Problem to work on =>
Take each line from the material below that includes the string "FlagsConfig" and copy it.

----------

PR #745, opened 2026-08-07
feat: add `renew kubeconfigs` command

ralgozino:
### Summary 💡

Add `furyctl renew kubeconfigs` command. It renews the kubeconfig file of the admin and the kubeconfig files of the users in `spec.kubernetes.advanced.users.names` using new Ansible playbooks from the Distribution.

Closes: #575

Relates: sighupio/distribution#588

### Description 📝

```console
furyctl renew kubeconfigs                 # all of them
furyctl renew kubeconfigs admin alice     # only these two
```

The command writes the renewed files to the current directory, with the names that `furyctl apply` uses: `kubeconfig` for the admin and `<user>.kubeconfig` for each user.

**Refactor in the same PR.** `CertificatesRenewer` became `Renewer`, which has `RenewCertificates()` and `RenewKubeconfigs(users)`. One registry and one implementation for each kind serve both operations, and a private `render` method holds the template rendering that the two operations share. This removes a second parallel factory registry and about 90 duplicated lines for each kind. The behavior of `renew certificates` does not change. `cmd/renew/renew.go` now holds the bootstrap that the two subcommands share.

**Cluster kinds.** OnPremises and Immutable renew the kubeconfig files. EKSCluster and KFDDistribution give `renew is not supported for the <kind> kind`, from one shared `UnsupportedRenewer`.

Some notes for the reviewers:
- Issue #575 asked for a comma separated list. The command takes a space separated list, which is the usual form for a CLI, and accepts commas too.
- Issue #575 asked for a `secrets/users` subdirectory. The files go to the working directory instead, where `furyctl apply` already writes them, thus a renew overwrites the files that the administrator already has.
- `RunPlaybook` looks for the playbook before it calls ansible. An older SD then gives the message:
```
the distribution does not have this playbook: SD v1.35.1 does not have "renew-kubeconfigs.yaml". Upgrade the distribution to a version that has it
```

### Breaking Changes 💔

None. `renew certificates` keeps its behavior, its flags, and its output.

### Tests performed 🧪

- [x] Immutable cluster: no argument renews all the kubeconfig files
- [x] Immutable cluster: one name renews only that kubeconfig file
- [x] Immutable cluster: two names renew only those kubeconfig files, in the space form and in the comma form
- [x] Immutable cluster: an unknown name gives an error that lists the defined users
- [x] Immutable cluster: a user that I added to the configuration file gets a kubeconfig file, and the kubernetes phase is not applied
[...]

PR #749, opened 2026-08-20
fix: missing flags configuration

### LINKED ISSUE #746: flags: config values override CLI flags, and five command sections are silently ignored
### Describe the bug

The `flags:` section of `furyctl.yaml` has two defects. Both come from the order of `viper.BindPFlags` and `flags.LoadAndMergeCommandFlags` in each command's `PreRun`.

**1. A config value overrides an explicit command line flag.**

`Merger.mergeCommandFlags` guards each write with `if !viper.IsSet(viperKey)`, and the comment says: `This preserves the priority: env vars and command line flags take precedence.` The guard works only when the flags are bound first. `create` and `diff` call `LoadAndMergeCommandFlags` before `BindPFlags`, thus viper does not know the flags yet, the guard passes, and `viper.Set` wins over the flag that the user gave on the command line.

**2. Five command sections are parsed, then dropped without a message.**

`FlagsConfig` declares `validate`, `download`, `connect`, `renew` and `dump`, and `SupportedFlags` has a map for each one. `Merger.MergeIntoViper` has no `case` for them, thus they reach `default: // Unknown command, skip command-specific flags` and are discarded. The user gets no error and no warning.

| | Sections |
|---|---|
| Declared in `FlagsConfig`, parsed and validated | global, apply, delete, create, get, diff, tools, **validate, download, connect, renew, dump** |
| Handled in `MergeIntoViper` | global, apply, delete, create, get, diff, tools |

Order of the two calls in `PreRun`, for each command:

| Order | Commands | Result |
|---|---|---|
| `BindPFlags` then merge | apply, delete, get | Correct. The command line flag wins. |
| Merge then `BindPFlags` | create, diff | **Defect 1.** The config value wins. |
| Merge then `BindPFlags` | renew, validate, download, connect, dump | **Defect 2.** The section is dropped, thus defect 1 is hidden. |

### To Reproduce

Defect 1, with any `furyctl.yaml`:

1. Add this section to the file:

   ```yaml
   flags:
     diff:
       distroLocation: /tmp/ZZZ-FROM-CONFIG
   ```

2. Run `furyctl diff --distro-location /tmp/AAA-FROM-CLI`
3. The error names `/tmp/ZZZ-FROM-CONFIG`. The command ignores the path from the command line.
4. Repeat the two steps with `apply` in place of `diff`. The error names `/tmp/AAA-FROM-CLI`, which is correct.

Defect 2:

1. Add a `flags.renew.distroLocation` section to the file.
2. Run `furyctl renew certificates`.
3. furyctl downloads the distribution of the version in `furyctl.yaml`. It gives no message about the section.

### Expected behavior

1. A flag on the command line always wins over the `flags:` section of the configuration file. An environment variable also wins over the configuration file.
2. A command section that furyctl parses is also applied. If furyctl cannot apply a section, it writes a warning.

### Logs / Screenshots

```console
$ furyctl diff --distro-location /tmp/AAA-FROM-CLI
... error ... /tmp/ZZZ-FROM-CONFIG ...

$ furyctl apply --distro-location /tmp/AAA-FROM-CLI
... error ... /tmp/AAA-FROM-CLI ...
```

### Software versions

- `furyctl version` command output:

```bash
$ furyctl version
<paste your output>
```

Reproduced on `main` at `e1e34368`.

- SIGHUP Distribution version: any
- Operating system: macos 15

### Additional context

This is the cause of the confusion sibling report [#666](https://github.com/sighupio/furyctl/issues/666). That issue is not a defect: `flags.apply.distroLocation` is correct to have no effect on `renew`. The reporter could not find that out, because a move of the value to `flags.renew.distroLocation` gives no error and also has no effect.

> [!WARNING]
> Do not add the missing `case` arms alone. A `case CommandRenew:` in `MergeIntoViper`, with the current order in `PreRun`, changes defect 2 into defect 1 for `renew`. The result is the exact behavior that #666 describes. Correct the order in the same change.

For `renew`, the order is now in one place, `preRun` in `cmd/renew/renew.go` (added by #745). The other four commands each have their own `PreRun`.

Related files:

- `internal/flags/merger.go` — `MergeIntoViper` (the `switch`), `mergeCommandFlags` (the `!viper.IsSet` guard)
- `internal/flags/types.go` — `FlagsConfig`, `SupportedFlags`
- `cmd/renew/renew.go`, `cmd/validate/config.go`, `cmd/download/dependencies.go`, `cmd/connect/openvpn.go`, `cmd/dump/template.go`, `cmd/create/config.go`, `cmd/diff.go`

ralgozino:
### Summary 💡

Specifying command flags in the furyctl.yaml files was not working for some commands and being silently ignored for others. Add the logic for the missing commands.

Remove `tools` from the supported commands, it was never merged.

Closes #746

Relates:
- #619 

### Description 📝

The documentation lists validate, download, connect, renew and dump as sections of the flags field of furyctl.yaml. The merger and the validator did not know these sections. furyctl thus dropped them without a message. The validation of the configuration file also stopped with "unsupported flags command".

Add the five sections to the merger, to the validator and to the validation of the configuration file. Complete the supported flags of validate, connect, renew and dump.

Remove the tools section. That command is not in main: it lives on the branch feat/aliases-command. Its map of supported flags was empty, thus any key under flags.tools stopped every command that reads the configuration file. furyctl now rejects the section by name.

Add a test that keeps a map of supported flags for each section, and a test that merges a flag of each command section.

### Breaking Changes 💔

None

### Tests performed 🧪

- [x] `flags.renew.distroLocation` with `furyctl renew certificates`: the value is now used. Before this change furyctl dropped it without a message
- [x] `flags.renew` with `furyctl validate config`: the command now reaches the validation of the schema. Before this change it stopped with `unsupported flags command: renew`
- [x] `flags.renew.bogusFlag`: the command stops with `flag 'bogusFlag' is not supported for 'renew' command`, as the documentation says
- [x] `flags.tools.distroLocation`: the command stops with `unsupported flags command: tools`. Before this change the message named the flag instead of the section
- [x] `furyctl renew certificates --distro-location /tmp/FROM-CLI` with `flags.renew.distroLocation: /tmp/FROM-CONFIG`: the command line wins, thus #745 and the first part of #746 still hold
- [x] Regression check: the `flags.global` section still reaches `renew`, which is not a wired command section
- [x] Regression check: `flags.apply.distroLocation` with `furyctl apply` still works, thus the sections that already worked are not affected

### Future work 🔧

Seven places in the flags system each enumerate every section of the `flags` field:

| Location | Form |
|---|---|
| `Merger.MergeIntoViper` | switch, 10 arms |
| `Merger.GetSupportedFlagsForCommand` | switch, 11 arms |
| `Merger.mergeCommandFlags` | switch, 11 arms |
| `Validator.validateCommandFlags` | switch, 11 arms |
| `Validator.Validate` | if-chain, 11 blocks |
| `config.validateFlagsSection` | switch, 11 arms |
| `flags.sections_test.sectionConfig` | switch, 5 arms |

A new section needs a change in each one. #746 happened because five sections reached `FlagsConfig` and `SupportedFlags` but not the six switches. The test `TestEverySectionHasSupportedFlags` guards the result, not the cause.

Would be better if one place holds the sections. `SupportedFlags` becomes `map[string]map[string]FlagInfo`, keyed by the section name, and `FlagsConfig` gets a `Sections() map[string]map[string]any` method. The lookups then replace the switches with a map access, and the if-chain becomes a loop.

This removes about 120 lines. It also makes the fault of #746 impossible: a section that has no supported flags cannot reach the merger.

> [!IMPORTANT]
>

- [X] My branch is up-to-date with the target branch and there are no conflicts
- [X] I've considered all the different cluster kinds (KFDDistribution, OnPremises, EKSCluster, Immutable) that may be affected by this change
- [x] CI is green

### DIFF
--- a/docs/advanced/flags-configuration.md
+++ b/docs/advanced/flags-configuration.md
@@ -382,7 +382,7 @@ The flags configuration includes built-in validation that will **stop execution*
 - `etcd` (bool) - Create PKI only for etcd
 - `controlplane` (bool) - Create PKI only for Kubernetes control plane
 
-### Get, Diff, and Tools Command Flags
+### Get and Diff Command Flags
 
 **Get Command:**
 - `binPath` (string) - Binary path
@@ -400,11 +400,28 @@ The flags configuration includes built-in validation that will **stop execution*
 **Validate Command:**
 - `distroLocation` (string) - Distribution location
 - `distroPatches` (string) - Distribution patches location
+- `binPath` (string) - Binary path
 
 **Download Command:**
-- `binPath` (string) - Binary path  
+- `binPath` (string) - Binary path
 - `distroLocation` (string) - Distribution location
 - `distroPatches` (string) - Distribution patches location
+- `bundleOutput` (string) - Bundle tarball output path
 
-**Other Commands:**
-- `Connect`, `Renew`, `Dump` commands currently have no configurable flags - use `furyctl [command] --help` for details
+**Connect Command:**
+- `profile` (string) - OpenVPN profile name
+
+**Renew Command:**
+- `binPath` (string) - Binary path
+- `distroLocation` (string) - Distribution location
+- `skipDepsDownload` (bool) - Skip dependencies download
+- `skipDepsValidation` (bool) - Skip dependencies validation
+- `airgapBundle` (string) - Air-gapped bundle path
+- `forceExtract` (bool) - Force bundle re-extraction
+
+**Dump Command:**
+- `distroLocation` (string) - Distribution location
+- `distroPatches` (string) - Distribution patches location
+- `dryRun` (bool) - Dry run
+- `noOverwrite` (bool) - Do not overwrite existing files
+- `skipValidation` (bool) - Skip validation
--- a/docs/releases/unreleased.md
+++ b/docs/releases/unreleased.md
@@ -11,6 +11,7 @@ Welcome to the latest release of `furyctl` maintained by SIGHUP by ReeVo team.
 
 - [[#743](https://github.com/sighupio/furyctl/pull/743)] All kinds: `apply --start-from` now stops when the configuration has changes to a phase before the selected one. Before this fix furyctl skipped those changes and wrote the new configuration to the cluster, so the change was lost and the next `diff` did not show it as pending.
 - [[#746](https://github.com/sighupio/furyctl/issues/746)] All kinds: a flag that you give on the command line now has precedence over the same flag in the `flags` section of `furyctl.yaml`. The documented priority is `furyctl.yaml` < environment variable < command line. Before this release the commands `diff`, `create config`, `get cluster-info` and `get upgrade-paths` read the configuration file first, thus the configuration file had the precedence. If you want the value of the configuration file, do not give the flag on the command line.
+- [[#746](https://github.com/sighupio/furyctl/issues/746)] All kinds: the `validate`, `download`, `connect`, `renew` and `dump` sections of the `flags` field of `furyctl.yaml` now work. The documentation lists these sections. Before this release furyctl dropped them. The validation of the configuration file also stopped with `unsupported flags command`. furyctl does not accept a `tools` section any more, because it has no `tools` command.
 
 
 ## Breaking Changes 💔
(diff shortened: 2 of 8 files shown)


stefanoghinelli (approved):
Looking good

----------

Expected answer =>
`FlagsConfig` declares `validate`, `download`, `connect`, `renew` and `dump`, and `SupportedFlags` has a map for each one. `Merger.MergeIntoViper` has no `case` for them, thus they reach `default: // Unknown command, skip command-specific flags` and are discarded. The user gets no error and no warning.
| Declared in `FlagsConfig`, parsed and validated | global, apply, delete, create, get, diff, tools, **validate, download, connect, renew, dump** |
- `internal/flags/types.go` — `FlagsConfig`, `SupportedFlags`
A new section needs a change in each one. #746 happened because five sections reached `FlagsConfig` and `SupportedFlags` but not the six switches. The test `TestEverySectionHasSupportedFlags` guards the result, not the cause.
Would be better if one place holds the sections. `SupportedFlags` becomes `map[string]map[string]FlagInfo`, keyed by the section name, and `FlagsConfig` gets a `Sections() map[string]map[string]any` method. The lookups then replace the switches with a map access, and the if-chain becomes a loop.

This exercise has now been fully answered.